Assignment:
Your task is to repeat exactly the lines below between the line holding "a run always" and the line holding "Another thought, is", inclusive, and only those.

===

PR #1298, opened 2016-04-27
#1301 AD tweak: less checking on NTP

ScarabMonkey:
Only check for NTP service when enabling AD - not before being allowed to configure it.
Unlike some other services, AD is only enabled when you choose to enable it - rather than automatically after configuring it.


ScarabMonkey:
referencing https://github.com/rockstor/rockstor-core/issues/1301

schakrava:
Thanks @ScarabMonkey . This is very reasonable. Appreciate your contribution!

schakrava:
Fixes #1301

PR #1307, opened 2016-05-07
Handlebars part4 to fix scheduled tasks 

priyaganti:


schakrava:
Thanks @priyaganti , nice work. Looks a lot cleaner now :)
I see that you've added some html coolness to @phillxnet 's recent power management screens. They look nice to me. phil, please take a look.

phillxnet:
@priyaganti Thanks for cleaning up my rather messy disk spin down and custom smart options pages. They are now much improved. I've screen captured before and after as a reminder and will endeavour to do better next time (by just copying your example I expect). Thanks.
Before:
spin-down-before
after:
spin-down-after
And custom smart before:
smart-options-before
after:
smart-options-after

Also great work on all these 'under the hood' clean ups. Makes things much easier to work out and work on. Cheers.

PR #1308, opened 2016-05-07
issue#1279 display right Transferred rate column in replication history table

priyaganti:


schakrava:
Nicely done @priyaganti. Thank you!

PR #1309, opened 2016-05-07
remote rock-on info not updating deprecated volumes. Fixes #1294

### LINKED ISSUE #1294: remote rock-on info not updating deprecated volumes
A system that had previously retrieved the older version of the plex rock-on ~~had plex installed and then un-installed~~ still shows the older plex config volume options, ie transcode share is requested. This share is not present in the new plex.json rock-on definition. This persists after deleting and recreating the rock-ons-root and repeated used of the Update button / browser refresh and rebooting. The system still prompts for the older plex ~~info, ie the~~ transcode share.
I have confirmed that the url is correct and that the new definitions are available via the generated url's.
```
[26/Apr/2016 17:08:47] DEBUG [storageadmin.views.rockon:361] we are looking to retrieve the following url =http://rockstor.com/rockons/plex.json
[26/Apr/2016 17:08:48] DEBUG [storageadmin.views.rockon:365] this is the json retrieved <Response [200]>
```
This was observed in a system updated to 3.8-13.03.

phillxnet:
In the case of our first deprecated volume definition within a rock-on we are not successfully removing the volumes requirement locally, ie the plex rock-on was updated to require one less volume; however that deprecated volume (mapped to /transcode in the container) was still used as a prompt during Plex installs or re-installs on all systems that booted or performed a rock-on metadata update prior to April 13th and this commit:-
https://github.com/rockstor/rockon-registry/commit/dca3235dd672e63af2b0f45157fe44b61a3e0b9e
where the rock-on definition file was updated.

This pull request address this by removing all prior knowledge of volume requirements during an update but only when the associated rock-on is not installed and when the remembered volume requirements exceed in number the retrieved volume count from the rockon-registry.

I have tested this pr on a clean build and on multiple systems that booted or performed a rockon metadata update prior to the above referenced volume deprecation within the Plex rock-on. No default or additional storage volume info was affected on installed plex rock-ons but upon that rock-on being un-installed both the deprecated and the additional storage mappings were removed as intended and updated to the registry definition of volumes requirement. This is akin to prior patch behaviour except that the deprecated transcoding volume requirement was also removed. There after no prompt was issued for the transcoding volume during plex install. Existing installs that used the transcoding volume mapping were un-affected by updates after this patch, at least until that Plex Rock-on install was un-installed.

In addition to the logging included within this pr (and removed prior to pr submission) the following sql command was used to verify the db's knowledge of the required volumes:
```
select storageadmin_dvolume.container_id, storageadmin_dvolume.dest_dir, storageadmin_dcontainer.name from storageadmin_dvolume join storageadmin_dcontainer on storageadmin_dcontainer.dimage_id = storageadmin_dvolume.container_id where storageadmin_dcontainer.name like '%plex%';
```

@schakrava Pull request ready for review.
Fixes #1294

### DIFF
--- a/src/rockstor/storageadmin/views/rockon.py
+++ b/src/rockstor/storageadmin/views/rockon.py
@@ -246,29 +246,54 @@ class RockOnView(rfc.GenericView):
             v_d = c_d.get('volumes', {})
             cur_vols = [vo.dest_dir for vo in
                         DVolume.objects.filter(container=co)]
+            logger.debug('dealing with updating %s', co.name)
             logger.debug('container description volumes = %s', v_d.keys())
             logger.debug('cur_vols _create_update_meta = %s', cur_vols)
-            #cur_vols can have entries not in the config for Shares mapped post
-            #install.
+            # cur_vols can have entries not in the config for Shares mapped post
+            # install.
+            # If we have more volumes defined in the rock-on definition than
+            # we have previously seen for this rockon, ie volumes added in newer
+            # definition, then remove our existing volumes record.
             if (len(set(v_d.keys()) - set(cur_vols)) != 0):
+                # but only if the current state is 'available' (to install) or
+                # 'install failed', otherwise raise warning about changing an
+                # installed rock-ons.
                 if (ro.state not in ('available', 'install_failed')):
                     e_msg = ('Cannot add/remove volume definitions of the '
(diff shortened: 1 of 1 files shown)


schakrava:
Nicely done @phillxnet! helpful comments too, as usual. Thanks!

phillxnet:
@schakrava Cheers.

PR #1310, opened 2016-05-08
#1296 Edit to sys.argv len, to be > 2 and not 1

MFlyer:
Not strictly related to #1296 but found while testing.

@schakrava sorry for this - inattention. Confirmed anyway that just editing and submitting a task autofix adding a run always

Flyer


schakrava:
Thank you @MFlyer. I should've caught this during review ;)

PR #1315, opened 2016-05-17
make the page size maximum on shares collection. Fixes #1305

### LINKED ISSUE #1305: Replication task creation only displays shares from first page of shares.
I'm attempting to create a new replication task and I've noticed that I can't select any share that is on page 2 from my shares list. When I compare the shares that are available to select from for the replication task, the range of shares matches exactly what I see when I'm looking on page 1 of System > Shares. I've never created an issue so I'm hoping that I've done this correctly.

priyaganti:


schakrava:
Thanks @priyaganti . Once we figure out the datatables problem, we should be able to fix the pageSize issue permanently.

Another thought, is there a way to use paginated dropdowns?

===

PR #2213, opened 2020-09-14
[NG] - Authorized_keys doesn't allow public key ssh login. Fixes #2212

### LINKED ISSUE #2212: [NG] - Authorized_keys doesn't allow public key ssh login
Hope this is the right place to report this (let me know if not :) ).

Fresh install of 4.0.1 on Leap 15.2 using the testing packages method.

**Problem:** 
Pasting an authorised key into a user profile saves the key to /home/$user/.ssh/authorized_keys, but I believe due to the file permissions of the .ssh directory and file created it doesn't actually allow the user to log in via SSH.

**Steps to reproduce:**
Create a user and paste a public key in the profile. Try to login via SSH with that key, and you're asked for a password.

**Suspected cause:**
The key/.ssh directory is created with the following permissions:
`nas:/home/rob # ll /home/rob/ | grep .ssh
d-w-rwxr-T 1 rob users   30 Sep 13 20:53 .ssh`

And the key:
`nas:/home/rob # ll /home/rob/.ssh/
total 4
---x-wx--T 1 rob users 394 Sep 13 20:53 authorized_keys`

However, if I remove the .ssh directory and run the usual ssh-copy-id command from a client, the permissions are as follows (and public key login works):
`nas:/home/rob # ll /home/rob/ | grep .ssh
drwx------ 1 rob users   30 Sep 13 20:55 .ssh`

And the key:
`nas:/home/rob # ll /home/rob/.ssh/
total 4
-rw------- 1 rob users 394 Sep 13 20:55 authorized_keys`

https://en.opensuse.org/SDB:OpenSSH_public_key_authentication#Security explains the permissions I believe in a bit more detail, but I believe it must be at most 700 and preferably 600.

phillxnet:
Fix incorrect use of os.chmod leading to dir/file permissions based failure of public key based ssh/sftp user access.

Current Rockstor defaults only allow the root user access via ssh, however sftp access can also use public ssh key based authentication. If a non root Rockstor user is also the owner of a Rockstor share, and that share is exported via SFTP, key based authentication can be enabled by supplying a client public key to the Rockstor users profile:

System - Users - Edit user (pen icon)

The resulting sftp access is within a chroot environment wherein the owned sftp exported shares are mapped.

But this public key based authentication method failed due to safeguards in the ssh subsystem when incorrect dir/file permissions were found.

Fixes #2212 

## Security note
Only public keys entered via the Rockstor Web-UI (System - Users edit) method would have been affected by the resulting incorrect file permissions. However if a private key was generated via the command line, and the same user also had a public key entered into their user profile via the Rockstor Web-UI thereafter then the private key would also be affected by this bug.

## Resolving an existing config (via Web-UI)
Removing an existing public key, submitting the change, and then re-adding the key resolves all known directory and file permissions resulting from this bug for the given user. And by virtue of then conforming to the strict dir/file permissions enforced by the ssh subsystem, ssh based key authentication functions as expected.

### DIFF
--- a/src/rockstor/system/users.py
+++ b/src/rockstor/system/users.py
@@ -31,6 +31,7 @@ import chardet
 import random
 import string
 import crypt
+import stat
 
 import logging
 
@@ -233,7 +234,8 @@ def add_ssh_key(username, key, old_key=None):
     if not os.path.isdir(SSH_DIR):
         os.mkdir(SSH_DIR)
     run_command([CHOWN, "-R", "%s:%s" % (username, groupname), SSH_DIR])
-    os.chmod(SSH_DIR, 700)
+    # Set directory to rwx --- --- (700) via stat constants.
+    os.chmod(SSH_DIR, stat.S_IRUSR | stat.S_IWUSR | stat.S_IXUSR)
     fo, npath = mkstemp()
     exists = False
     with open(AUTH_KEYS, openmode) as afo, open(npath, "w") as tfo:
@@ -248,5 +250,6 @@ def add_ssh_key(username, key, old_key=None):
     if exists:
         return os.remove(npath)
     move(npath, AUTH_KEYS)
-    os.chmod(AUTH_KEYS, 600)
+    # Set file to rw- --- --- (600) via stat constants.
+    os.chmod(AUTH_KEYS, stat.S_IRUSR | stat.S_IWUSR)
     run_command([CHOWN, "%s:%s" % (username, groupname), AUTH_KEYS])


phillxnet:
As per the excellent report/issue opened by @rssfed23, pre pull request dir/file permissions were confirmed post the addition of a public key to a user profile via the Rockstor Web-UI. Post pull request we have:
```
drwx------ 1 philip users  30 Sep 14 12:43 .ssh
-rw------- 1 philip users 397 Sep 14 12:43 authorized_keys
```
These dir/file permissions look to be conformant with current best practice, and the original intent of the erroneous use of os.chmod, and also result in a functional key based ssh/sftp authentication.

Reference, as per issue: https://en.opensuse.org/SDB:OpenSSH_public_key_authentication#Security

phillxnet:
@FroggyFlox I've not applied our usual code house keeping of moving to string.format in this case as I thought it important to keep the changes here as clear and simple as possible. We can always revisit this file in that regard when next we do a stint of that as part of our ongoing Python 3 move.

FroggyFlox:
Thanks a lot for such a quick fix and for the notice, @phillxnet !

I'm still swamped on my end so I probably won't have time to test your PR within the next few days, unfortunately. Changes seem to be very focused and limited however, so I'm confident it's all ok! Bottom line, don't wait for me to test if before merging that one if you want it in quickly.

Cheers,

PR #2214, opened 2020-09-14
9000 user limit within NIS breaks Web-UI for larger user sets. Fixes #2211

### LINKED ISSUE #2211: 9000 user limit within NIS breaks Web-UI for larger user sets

===

Solved exercise:
@schakrava sorry for this - inattention. Confirmed anyway that just editing and submitting a task autofix adding a run always

Flyer


schakrava:
Thank you @MFlyer. I should've caught this during review ;)

PR #1315, opened 2016-05-17
make the page size maximum on shares collection. Fixes #1305

### LINKED ISSUE #1305: Replication task creation only displays shares from first page of shares.
I'm attempting to create a new replication task and I've noticed that I can't select any share that is on page 2 from my shares list. When I compare the shares that are available to select from for the replication task, the range of shares matches exactly what I see when I'm looking on page 1 of System > Shares. I've never created an issue so I'm hoping that I've done this correctly.

priyaganti:


schakrava:
Thanks @priyaganti . Once we figure out the datatables problem, we should be able to fix the pageSize issue permanently.

Another thought, is there a way to use paginated dropdowns?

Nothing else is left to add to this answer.